Assignment - Write every entry out again, exactly as given.

Saved data entries:
=== Begin Enclosure ===

PR #27354, opened 2026-03-20
fix(core): Allow expressions in OAuth credential URL fields

guillaumejacquart:
## Summary

This fix allows expression-prefixed values (like `=https://...` and `={{ $vars.url }}`) in OAuth credential URL fields, enabling users to use n8n variables for multi-environment OAuth configurations. The validation that was rejecting these expressions now skips them at save time, since they're properly validated at runtime after expression resolution.

- https://linear.app/n8n/issue/IAM-386
- Fixes https://github.com/n8n-io/n8n/issues/26940
- Fixes https://github.com/n8n-io/n8n/issues/26131

## Review / Merge checklist

- [x] Tests included (added 4 test cases covering valid/invalid URLs and expression-prefixed values)
- [ ] PR Labeled with `release/backport` (if urgent)

### DIFF
--- a/packages/cli/src/credentials/credentials.service.ts
+++ b/packages/cli/src/credentials/credentials.service.ts
@@ -32,6 +32,7 @@ import {
 	CREDENTIAL_EMPTY_VALUE,
 	deepCopy,
 	displayParameter,
+	isExpression,
 	isINodePropertyCollection,
 	NodeHelpers,
 } from 'n8n-workflow';
@@ -1073,7 +1074,7 @@ export class CredentialsService {
 			const oauthUrlFields = ['authUrl', 'accessTokenUrl', 'serverUrl'] as const;
 			for (const field of oauthUrlFields) {
 				const value = data[field];
-				if (typeof value === 'string' && value.trim() !== '') {
+				if (typeof value === 'string' && value.trim() !== '' && !isExpression(value)) {
 					validateOAuthUrl(value);
 				}
 			}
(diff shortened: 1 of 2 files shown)


packages/cli/src/credentials/credentials.service.ts
```diff
@@ -1073,7 +1074,7 @@ export class CredentialsService {
 			const oauthUrlFields = ['authUrl', 'accessTokenUrl', 'serverUrl'] as const;
 			for (const field of oauthUrlFields) {
 				const value = data[field];
-				if (typeof value === 'string' && value.trim() !== '') {
+				if (typeof value === 'string' && value.trim() !== '' && !isExpression(value)) {
```
BGZStephen, line 1077: Should we be evaluating the expression to validate it on the back-end? or are we happy this isn't validated?

BGZStephen (approved):

packages/cli/src/credentials/credentials.service.ts
guillaumejacquart: I don't think we can, as the evaluation could require run context data that is not here on configuration time. I've seen this pattern of discarding specific field validation if it contains expressions (e.g https://github.com/n8n-io/n8n/blob/master/packages/@n8n/ai-workflow-builder.ee/src/validation/checks/parameters.ts#L215)

BGZStephen: Ah, fair, I imagine this is going to be tricky if we begin implementing allow / deny listing domains instance wide, if we don't evaluate this before saving

guillaumejacquart: good point. I guess we would need to re-introduce some kind of validation context, meaning we would need to know if the expression can be validated in globally of it requires runtime data

PR #27356, opened 2026-03-20
fix: Validate workflow size for workflows with pinned data on backend (no-changelog)

dariacodes:
## Summary

It turned out we're validating pinned data only on frontend. Not validating it on backend might lead to large workflows being created by AI agents. This PR adds this validation to backend.

Closes [ADO-4995](https://linear.app/n8n/issue/ADO-4995/bug-no-backend-size-validation-for-workflows-with-pinned-data)

## Review / Merge checklist

- [ ] Tests included. 


packages/cli/src/workflows/workflow.service.ts
```diff
@@ -406,6 +406,11 @@ export class WorkflowService {
 			await validateEntity(workflowUpdateData);
 		}
 
+		// Validate pinData size after all mutations are applied
+		if ('pinData' in workflowUpdateData) {
+			WorkflowHelpers.validatePinDataSize({ ...workflow, ...workflowUpdateData });
+		}
```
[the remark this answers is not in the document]
dariacodes: We do not want the existing users to have a bad experience, so they should get this error when trying to update pinned data

packages/cli/src/workflows/workflow-creation.service.ts
```diff
@@ -72,17 +72,12 @@ export class WorkflowCreationService {
...
-			const personalProject = await this.projectRepository.getPersonalProjectForUserOrFail(user.id);
-			effectiveProjectId = personalProject.id;
-		}
-
-		await WorkflowHelpers.replaceInvalidCredentials(newWorkflow, effectiveProjectId);
+		await WorkflowHelpers.replaceInvalidCredentials(newWorkflow);
 
 		WorkflowHelpers.addNodeIds(newWorkflow);
 
+		WorkflowHelpers.validatePinDataSize(newWorkflow);
```
scdekov: Should we do this right before/after `validateEntity` in order to not call the external hook (and potentially other side effects) if the pin data is too big?

packages/cli/src/public-api/v1/handlers/workflows/workflows.handler.ts
```diff
@@ -38,16 +36,15 @@ export = {
...
-			);
-
-			await replaceInvalidCredentials(workflow, project.id);
+			await replaceInvalidCredentials(workflow);
 
 			addNodeIds(workflow);
-			resolveNodeWebhookIds(workflow, Container.get(NodeTypes));
 
-			addNodeIds(workflow);
+			validatePinDataSize(workflow);
```
scdekov: Move at the beginning of that function

packages/cli/src/workflow-helpers.ts
```diff
@@ -1,23 +1,50 @@
...
+			`Pinned data exceeds the maximum allowed size of ${MAX_PINNED_DATA_SIZE / (1024 * 1024)} MB`,
+		);
+	}
+
+	const { pinData: _, ...workflowWithoutPinData } = workflow;
+	const workflowSize =
+		Buffer.byteLength(JSON.stringify(workflowWithoutPinData), 'utf8') + pinDataSize;
+	const limit = MAX_WORKFLOW_SIZE - MAX_EXPECTED_REQUEST_SIZE;
+	if (workflowSize > limit) {
+		throw new BadRequestError('Workflow with pinned data exceeds the maximum allowed size');
```
scdekov: Should we mention the limit here too?

scdekov (dismissed):

scdekov (approved):

PR #27357, opened 2026-03-20
fix(core): Fix execution history when flow includes wait node

DawidMyslak:
## Summary

Re-applies the fix from #23146 (which was reverted in #25610 due to PostgreSQL timezone issues) with a corrected approach.

**Original bug:** When a workflow with a Wait node resumes, `setRunning()` overwrites the original `startedAt` timestamp with the current time, causing wrong execution duration and sort order in execution history.

**Why the original fix broke PostgreSQL:** PR #23146 used raw SQL `COALESCE(startedAt, :startedAt)` with `DateUtils.mixedDateToUtcDatetimeString()`, which produces timezone-ambiguous date strings. On PostgreSQL with `timestamptz` columns, these strings were interpreted using the session timezone instead of UTC, causing 1-hour offsets (or even negative durations) for non-UTC users.

**This fix:** Uses a transaction with standard TypeORM `findOneBy` + `update` methods instead of raw SQL. TypeORM handles date serialization correctly per database driver (SQLite and PostgreSQL), eliminating the timezone mismatch entirely.

### How to test

1. Create a workflow: Webhook → Wait (resume by webhook) → Edit Fields
2. Trigger the webhook to start execution
3. Execution enters "waiting" state — note the `startedAt` time
4. Resume the execution via the wait webhook
5. Verify `startedAt` remains unchanged (not overwritten with resume time)

Sample workflow is also provided in the [Linear ticket](https://linear.app/n8n/issue/CAT-1854/execution-history-incorrect-when-flow-includes-wait-node).

- https://linear.app/n8n/issue/CAT-1854/execution-history-incorrect-when-flow-includes-wait-node
- https://linear.app/n8n/issue/CAT-2306/community-issue-wrong-execution-time-after-upgrade-to-264
- Original fix: https://github.com/n8n-io/n8n/pull/23146
- Revert: https://github.com/n8n-io/n8n/pull/25610

## Review / Merge checklist

- [x] Tests included.


tomi (dismissed):
🚀

tomi (approved):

=== End Enclosure ===

Task solution -
PR #27354, opened 2026-03-20
fix(core): Allow expressions in OAuth credential URL fields

guillaumejacquart:
## Summary

This fix allows expression-prefixed values (like `=https://...` and `={{ $vars.url }}`) in OAuth credential URL fields, enabling users to use n8n variables for multi-environment OAuth configurations. The validation that was rejecting these expressions now skips them at save time, since they're properly validated at runtime after expression resolution.

- https://linear.app/n8n/issue/IAM-386
- Fixes https://github.com/n8n-io/n8n/issues/26940
- Fixes https://github.com/n8n-io/n8n/issues/26131

## Review / Merge checklist

- [x] Tests included (added 4 test cases covering valid/invalid URLs and expression-prefixed values)
- [ ] PR Labeled with `release/backport` (if urgent)

### DIFF
--- a/packages/cli/src/credentials/credentials.service.ts
+++ b/packages/cli/src/credentials/credentials.service.ts
@@ -32,6 +32,7 @@ import {
 	CREDENTIAL_EMPTY_VALUE,
 	deepCopy,
 	displayParameter,
+	isExpression,
 	isINodePropertyCollection,
 	NodeHelpers,
 } from 'n8n-workflow';
@@ -1073,7 +1074,7 @@ export class CredentialsService {
 			const oauthUrlFields = ['authUrl', 'accessTokenUrl', 'serverUrl'] as const;
 			for (const field of oauthUrlFields) {
 				const value = data[field];
-				if (typeof value === 'string' && value.trim() !== '') {
+				if (typeof value === 'string' && value.trim() !== '' && !isExpression(value)) {
 					validateOAuthUrl(value);
 				}
 			}
(diff shortened: 1 of 2 files shown)


packages/cli/src/credentials/credentials.service.ts
```diff
@@ -1073,7 +1074,7 @@ export class CredentialsService {
 			const oauthUrlFields = ['authUrl', 'accessTokenUrl', 'serverUrl'] as const;
 			for (const field of oauthUrlFields) {
 				const value = data[field];
-				if (typeof value === 'string' && value.trim() !== '') {
+				if (typeof value === 'string' && value.trim() !== '' && !isExpression(value)) {
```
BGZStephen, line 1077: Should we be evaluating the expression to validate it on the back-end? or are we happy this isn't validated?

BGZStephen (approved):

packages/cli/src/credentials/credentials.service.ts
guillaumejacquart: I don't think we can, as the evaluation could require run context data that is not here on configuration time. I've seen this pattern of discarding specific field validation if it contains expressions (e.g https://github.com/n8n-io/n8n/blob/master/packages/@n8n/ai-workflow-builder.ee/src/validation/checks/parameters.ts#L215)

BGZStephen: Ah, fair, I imagine this is going to be tricky if we begin implementing allow / deny listing domains instance wide, if we don't evaluate this before saving

guillaumejacquart: good point. I guess we would need to re-introduce some kind of validation context, meaning we would need to know if the expression can be validated in globally of it requires runtime data

PR #27356, opened 2026-03-20
fix: Validate workflow size for workflows with pinned data on backend (no-changelog)

dariacodes:
## Summary

It turned out we're validating pinned data only on frontend. Not validating it on backend might lead to large workflows being created by AI agents. This PR adds this validation to backend.

Closes [ADO-4995](https://linear.app/n8n/issue/ADO-4995/bug-no-backend-size-validation-for-workflows-with-pinned-data)

## Review / Merge checklist

- [ ] Tests included. 


packages/cli/src/workflows/workflow.service.ts
```diff
@@ -406,6 +406,11 @@ export class WorkflowService {
 			await validateEntity(workflowUpdateData);
 		}
 
+		// Validate pinData size after all mutations are applied
+		if ('pinData' in workflowUpdateData) {
+			WorkflowHelpers.validatePinDataSize({ ...workflow, ...workflowUpdateData });
+		}
```
[the remark this answers is not in the document]
dariacodes: We do not want the existing users to have a bad experience, so they should get this error when trying to update pinned data

packages/cli/src/workflows/workflow-creation.service.ts
```diff
@@ -72,17 +72,12 @@ export class WorkflowCreationService {
...
-			const personalProject = await this.projectRepository.getPersonalProjectForUserOrFail(user.id);
-			effectiveProjectId = personalProject.id;
-		}
-
-		await WorkflowHelpers.replaceInvalidCredentials(newWorkflow, effectiveProjectId);
+		await WorkflowHelpers.replaceInvalidCredentials(newWorkflow);
 
 		WorkflowHelpers.addNodeIds(newWorkflow);
 
+		WorkflowHelpers.validatePinDataSize(newWorkflow);
```
scdekov: Should we do this right before/after `validateEntity` in order to not call the external hook (and potentially other side effects) if the pin data is too big?

packages/cli/src/public-api/v1/handlers/workflows/workflows.handler.ts
```diff
@@ -38,16 +36,15 @@ export = {
...
-			);
-
-			await replaceInvalidCredentials(workflow, project.id);
+			await replaceInvalidCredentials(workflow);
 
 			addNodeIds(workflow);
-			resolveNodeWebhookIds(workflow, Container.get(NodeTypes));
 
-			addNodeIds(workflow);
+			validatePinDataSize(workflow);
```
scdekov: Move at the beginning of that function

packages/cli/src/workflow-helpers.ts
```diff
@@ -1,23 +1,50 @@
...
+			`Pinned data exceeds the maximum allowed size of ${MAX_PINNED_DATA_SIZE / (1024 * 1024)} MB`,
+		);
+	}
+
+	const { pinData: _, ...workflowWithoutPinData } = workflow;
+	const workflowSize =
+		Buffer.byteLength(JSON.stringify(workflowWithoutPinData), 'utf8') + pinDataSize;
+	const limit = MAX_WORKFLOW_SIZE - MAX_EXPECTED_REQUEST_SIZE;
+	if (workflowSize > limit) {
+		throw new BadRequestError('Workflow with pinned data exceeds the maximum allowed size');
```
scdekov: Should we mention the limit here too?

scdekov (dismissed):

scdekov (approved):

PR #27357, opened 2026-03-20
fix(core): Fix execution history when flow includes wait node

DawidMyslak:
## Summary

Re-applies the fix from #23146 (which was reverted in #25610 due to PostgreSQL timezone issues) with a corrected approach.

**Original bug:** When a workflow with a Wait node resumes, `setRunning()` overwrites the original `startedAt` timestamp with the current time, causing wrong execution duration and sort order in execution history.

**Why the original fix broke PostgreSQL:** PR #23146 used raw SQL `COALESCE(startedAt, :startedAt)` with `DateUtils.mixedDateToUtcDatetimeString()`, which produces timezone-ambiguous date strings. On PostgreSQL with `timestamptz` columns, these strings were interpreted using the session timezone instead of UTC, causing 1-hour offsets (or even negative durations) for non-UTC users.

**This fix:** Uses a transaction with standard TypeORM `findOneBy` + `update` methods instead of raw SQL. TypeORM handles date serialization correctly per database driver (SQLite and PostgreSQL), eliminating the timezone mismatch entirely.

### How to test

1. Create a workflow: Webhook → Wait (resume by webhook) → Edit Fields
2. Trigger the webhook to start execution
3. Execution enters "waiting" state — note the `startedAt` time
4. Resume the execution via the wait webhook
5. Verify `startedAt` remains unchanged (not overwritten with resume time)

Sample workflow is also provided in the [Linear ticket](https://linear.app/n8n/issue/CAT-1854/execution-history-incorrect-when-flow-includes-wait-node).

- https://linear.app/n8n/issue/CAT-1854/execution-history-incorrect-when-flow-includes-wait-node
- https://linear.app/n8n/issue/CAT-2306/community-issue-wrong-execution-time-after-upgrade-to-264
- Original fix: https://github.com/n8n-io/n8n/pull/23146
- Revert: https://github.com/n8n-io/n8n/pull/25610

## Review / Merge checklist

- [x] Tests included.


tomi (dismissed):
🚀

tomi (approved):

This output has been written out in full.